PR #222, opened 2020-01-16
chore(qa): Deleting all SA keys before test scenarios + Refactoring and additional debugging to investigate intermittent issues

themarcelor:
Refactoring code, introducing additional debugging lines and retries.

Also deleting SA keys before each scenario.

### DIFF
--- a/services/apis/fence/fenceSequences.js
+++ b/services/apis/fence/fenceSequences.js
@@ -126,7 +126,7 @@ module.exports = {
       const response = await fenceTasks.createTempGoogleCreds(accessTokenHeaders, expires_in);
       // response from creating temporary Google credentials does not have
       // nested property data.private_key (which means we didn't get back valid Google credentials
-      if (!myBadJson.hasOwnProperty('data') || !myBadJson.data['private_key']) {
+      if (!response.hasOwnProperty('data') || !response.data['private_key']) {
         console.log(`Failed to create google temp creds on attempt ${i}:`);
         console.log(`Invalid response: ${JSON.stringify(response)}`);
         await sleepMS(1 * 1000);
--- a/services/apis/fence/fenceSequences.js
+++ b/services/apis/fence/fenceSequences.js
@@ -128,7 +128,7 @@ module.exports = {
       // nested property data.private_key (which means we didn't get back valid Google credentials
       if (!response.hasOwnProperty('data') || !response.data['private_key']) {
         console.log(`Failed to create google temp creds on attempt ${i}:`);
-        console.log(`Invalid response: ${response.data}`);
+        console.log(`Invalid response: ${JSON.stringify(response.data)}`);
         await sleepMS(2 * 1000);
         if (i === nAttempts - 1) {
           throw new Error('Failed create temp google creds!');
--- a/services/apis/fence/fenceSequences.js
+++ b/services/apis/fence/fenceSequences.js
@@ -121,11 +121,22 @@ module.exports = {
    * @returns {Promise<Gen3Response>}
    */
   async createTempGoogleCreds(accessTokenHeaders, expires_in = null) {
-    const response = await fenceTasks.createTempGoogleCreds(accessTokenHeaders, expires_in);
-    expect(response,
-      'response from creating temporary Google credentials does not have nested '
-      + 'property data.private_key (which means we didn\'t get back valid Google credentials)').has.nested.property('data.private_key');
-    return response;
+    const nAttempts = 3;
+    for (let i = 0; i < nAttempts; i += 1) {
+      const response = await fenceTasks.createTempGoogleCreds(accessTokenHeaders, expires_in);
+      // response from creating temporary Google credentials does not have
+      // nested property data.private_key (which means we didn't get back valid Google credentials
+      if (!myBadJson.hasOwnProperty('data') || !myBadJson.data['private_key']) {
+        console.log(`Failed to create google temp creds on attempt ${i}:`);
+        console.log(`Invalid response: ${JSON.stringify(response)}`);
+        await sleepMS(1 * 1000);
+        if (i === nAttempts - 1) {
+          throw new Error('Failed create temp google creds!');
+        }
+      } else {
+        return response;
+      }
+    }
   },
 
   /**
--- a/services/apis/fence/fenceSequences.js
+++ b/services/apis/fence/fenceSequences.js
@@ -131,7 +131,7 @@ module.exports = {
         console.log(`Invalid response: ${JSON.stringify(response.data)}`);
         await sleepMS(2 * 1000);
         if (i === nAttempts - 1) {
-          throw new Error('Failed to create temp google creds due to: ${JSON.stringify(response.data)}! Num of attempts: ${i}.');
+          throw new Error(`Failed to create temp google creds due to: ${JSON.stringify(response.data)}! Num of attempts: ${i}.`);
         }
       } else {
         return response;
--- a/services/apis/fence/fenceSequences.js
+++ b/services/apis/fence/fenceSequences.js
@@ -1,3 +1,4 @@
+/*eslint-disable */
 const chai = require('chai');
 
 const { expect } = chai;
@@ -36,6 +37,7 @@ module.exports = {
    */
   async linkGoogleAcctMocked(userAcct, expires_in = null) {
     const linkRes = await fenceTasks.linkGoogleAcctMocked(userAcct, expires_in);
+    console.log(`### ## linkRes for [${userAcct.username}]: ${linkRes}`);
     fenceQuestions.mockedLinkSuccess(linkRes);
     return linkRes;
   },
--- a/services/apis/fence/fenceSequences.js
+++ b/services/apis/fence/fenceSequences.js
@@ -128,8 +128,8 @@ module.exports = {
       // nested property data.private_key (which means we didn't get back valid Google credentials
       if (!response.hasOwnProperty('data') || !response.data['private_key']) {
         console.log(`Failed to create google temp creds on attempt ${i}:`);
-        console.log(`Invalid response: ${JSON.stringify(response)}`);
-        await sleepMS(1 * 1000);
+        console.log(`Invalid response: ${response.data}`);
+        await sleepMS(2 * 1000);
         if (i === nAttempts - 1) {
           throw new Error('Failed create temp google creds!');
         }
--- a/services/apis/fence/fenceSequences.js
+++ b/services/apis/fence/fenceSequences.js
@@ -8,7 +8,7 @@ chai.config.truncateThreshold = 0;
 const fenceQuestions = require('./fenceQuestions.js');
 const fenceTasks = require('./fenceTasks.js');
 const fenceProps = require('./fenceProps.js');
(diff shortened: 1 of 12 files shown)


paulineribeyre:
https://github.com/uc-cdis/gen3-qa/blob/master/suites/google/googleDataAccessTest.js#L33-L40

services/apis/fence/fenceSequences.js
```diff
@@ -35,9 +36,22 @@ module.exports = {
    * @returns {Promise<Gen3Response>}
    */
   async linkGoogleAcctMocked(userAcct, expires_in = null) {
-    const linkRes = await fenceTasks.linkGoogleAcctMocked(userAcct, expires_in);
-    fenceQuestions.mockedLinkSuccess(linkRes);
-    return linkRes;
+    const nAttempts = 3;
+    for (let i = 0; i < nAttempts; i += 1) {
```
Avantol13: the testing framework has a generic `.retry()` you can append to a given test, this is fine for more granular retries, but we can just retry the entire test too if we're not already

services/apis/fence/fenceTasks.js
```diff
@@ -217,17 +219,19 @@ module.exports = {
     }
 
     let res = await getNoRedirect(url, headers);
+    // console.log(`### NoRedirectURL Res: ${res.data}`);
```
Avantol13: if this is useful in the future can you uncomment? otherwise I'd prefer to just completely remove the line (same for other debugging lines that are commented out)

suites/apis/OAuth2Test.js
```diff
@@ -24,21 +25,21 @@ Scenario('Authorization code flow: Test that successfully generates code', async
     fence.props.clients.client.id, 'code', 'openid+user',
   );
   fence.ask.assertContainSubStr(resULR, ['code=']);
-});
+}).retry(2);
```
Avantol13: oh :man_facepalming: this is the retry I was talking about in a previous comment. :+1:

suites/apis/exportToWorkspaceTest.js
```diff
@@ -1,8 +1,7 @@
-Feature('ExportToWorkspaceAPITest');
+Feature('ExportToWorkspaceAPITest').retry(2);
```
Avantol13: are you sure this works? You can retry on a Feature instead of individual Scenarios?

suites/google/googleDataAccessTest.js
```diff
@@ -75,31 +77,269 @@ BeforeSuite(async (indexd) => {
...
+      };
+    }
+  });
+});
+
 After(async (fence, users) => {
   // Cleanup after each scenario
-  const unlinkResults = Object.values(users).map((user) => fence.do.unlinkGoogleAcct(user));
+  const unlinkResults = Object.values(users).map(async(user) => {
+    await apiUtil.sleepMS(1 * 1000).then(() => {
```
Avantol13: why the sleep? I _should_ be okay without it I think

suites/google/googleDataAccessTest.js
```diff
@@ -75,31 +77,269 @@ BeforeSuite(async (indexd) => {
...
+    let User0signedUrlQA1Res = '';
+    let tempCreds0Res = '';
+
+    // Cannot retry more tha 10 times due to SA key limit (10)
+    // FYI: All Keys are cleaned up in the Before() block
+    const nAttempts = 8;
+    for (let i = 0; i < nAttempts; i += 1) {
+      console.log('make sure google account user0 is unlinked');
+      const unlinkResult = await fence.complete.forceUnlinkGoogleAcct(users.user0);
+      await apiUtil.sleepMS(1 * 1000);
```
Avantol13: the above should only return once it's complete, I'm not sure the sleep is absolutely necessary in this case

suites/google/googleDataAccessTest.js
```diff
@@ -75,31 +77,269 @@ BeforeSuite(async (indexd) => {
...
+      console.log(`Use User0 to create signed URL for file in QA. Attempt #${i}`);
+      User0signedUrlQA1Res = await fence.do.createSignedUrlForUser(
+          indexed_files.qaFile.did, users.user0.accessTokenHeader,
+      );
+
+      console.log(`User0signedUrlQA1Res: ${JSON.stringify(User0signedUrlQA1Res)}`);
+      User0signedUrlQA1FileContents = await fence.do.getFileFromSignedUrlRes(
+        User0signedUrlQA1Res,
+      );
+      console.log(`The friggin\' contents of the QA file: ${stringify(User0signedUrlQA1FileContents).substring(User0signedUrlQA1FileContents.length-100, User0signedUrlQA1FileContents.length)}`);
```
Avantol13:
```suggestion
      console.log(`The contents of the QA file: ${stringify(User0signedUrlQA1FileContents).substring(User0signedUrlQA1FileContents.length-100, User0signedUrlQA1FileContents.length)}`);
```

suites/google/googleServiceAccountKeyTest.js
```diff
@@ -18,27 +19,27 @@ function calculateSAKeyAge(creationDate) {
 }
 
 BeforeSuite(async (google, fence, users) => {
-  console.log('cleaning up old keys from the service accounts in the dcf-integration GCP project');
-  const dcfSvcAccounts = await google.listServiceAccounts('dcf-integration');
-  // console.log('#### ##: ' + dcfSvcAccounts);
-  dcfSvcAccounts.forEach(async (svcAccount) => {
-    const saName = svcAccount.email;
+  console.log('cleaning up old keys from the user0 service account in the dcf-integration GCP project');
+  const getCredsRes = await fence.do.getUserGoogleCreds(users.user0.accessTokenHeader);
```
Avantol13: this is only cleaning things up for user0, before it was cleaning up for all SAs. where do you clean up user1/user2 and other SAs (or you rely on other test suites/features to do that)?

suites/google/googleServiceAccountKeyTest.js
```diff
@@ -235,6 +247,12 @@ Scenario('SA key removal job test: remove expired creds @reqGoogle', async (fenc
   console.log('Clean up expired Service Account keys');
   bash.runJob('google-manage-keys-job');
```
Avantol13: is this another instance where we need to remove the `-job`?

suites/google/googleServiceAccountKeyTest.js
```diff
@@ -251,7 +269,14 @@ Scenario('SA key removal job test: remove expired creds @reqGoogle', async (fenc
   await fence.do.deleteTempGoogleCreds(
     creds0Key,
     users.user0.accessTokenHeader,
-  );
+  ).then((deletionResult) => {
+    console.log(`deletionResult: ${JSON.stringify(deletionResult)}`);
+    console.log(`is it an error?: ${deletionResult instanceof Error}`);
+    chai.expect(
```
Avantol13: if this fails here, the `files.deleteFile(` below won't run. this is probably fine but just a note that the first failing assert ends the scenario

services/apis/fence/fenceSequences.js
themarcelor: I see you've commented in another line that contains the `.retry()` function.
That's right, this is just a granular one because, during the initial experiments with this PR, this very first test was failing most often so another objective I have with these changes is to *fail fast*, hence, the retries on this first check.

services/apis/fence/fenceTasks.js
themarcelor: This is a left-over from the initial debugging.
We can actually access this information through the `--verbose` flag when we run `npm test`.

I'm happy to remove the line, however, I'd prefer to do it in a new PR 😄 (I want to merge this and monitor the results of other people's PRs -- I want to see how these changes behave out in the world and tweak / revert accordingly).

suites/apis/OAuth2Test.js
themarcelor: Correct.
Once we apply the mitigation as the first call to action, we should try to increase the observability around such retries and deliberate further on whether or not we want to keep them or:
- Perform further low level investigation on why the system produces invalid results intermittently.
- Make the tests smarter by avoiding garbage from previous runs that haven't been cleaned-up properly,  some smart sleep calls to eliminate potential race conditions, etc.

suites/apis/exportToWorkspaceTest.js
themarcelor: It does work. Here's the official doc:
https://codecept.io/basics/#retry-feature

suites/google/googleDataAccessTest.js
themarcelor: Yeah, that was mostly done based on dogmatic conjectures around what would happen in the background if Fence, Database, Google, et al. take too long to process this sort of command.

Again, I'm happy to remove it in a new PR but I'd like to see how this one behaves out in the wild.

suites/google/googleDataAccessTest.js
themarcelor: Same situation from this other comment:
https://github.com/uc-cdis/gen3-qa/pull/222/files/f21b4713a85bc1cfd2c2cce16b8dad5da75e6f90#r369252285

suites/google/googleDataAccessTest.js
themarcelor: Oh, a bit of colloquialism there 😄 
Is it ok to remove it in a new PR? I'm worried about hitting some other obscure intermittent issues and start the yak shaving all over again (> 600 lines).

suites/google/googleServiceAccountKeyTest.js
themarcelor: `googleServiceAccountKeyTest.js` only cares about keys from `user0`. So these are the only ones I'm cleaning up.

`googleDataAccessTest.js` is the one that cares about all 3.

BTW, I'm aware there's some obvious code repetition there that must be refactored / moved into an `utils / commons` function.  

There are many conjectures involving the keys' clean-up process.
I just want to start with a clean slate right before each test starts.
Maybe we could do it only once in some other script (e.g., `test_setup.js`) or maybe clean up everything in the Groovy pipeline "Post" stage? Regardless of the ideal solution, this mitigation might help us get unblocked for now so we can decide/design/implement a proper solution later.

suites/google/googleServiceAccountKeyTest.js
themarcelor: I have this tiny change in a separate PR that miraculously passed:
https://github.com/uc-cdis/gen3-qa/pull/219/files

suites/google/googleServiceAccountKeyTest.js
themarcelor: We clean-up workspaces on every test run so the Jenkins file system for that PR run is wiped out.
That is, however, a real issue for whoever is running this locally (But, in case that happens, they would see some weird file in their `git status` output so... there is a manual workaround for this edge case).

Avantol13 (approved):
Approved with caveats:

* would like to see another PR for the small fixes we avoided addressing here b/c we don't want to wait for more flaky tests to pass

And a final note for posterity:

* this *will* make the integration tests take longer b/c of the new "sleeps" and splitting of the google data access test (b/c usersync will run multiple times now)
● ● ● ● ●
An exact, complete copy of the lines above from the one with "I'm cleaning up." through the one with "themarcelor: We clean-up" is the whole answer.

themarcelor: `googleServiceAccountKeyTest.js` only cares about keys from `user0`. So these are the only ones I'm cleaning up.

`googleDataAccessTest.js` is the one that cares about all 3.

BTW, I'm aware there's some obvious code repetition there that must be refactored / moved into an `utils / commons` function.  

There are many conjectures involving the keys' clean-up process.
I just want to start with a clean slate right before each test starts.
Maybe we could do it only once in some other script (e.g., `test_setup.js`) or maybe clean up everything in the Groovy pipeline "Post" stage? Regardless of the ideal solution, this mitigation might help us get unblocked for now so we can decide/design/implement a proper solution later.

suites/google/googleServiceAccountKeyTest.js
themarcelor: I have this tiny change in a separate PR that miraculously passed:
https://github.com/uc-cdis/gen3-qa/pull/219/files

suites/google/googleServiceAccountKeyTest.js
themarcelor: We clean-up workspaces on every test run so the Jenkins file system for that PR run is wiped out.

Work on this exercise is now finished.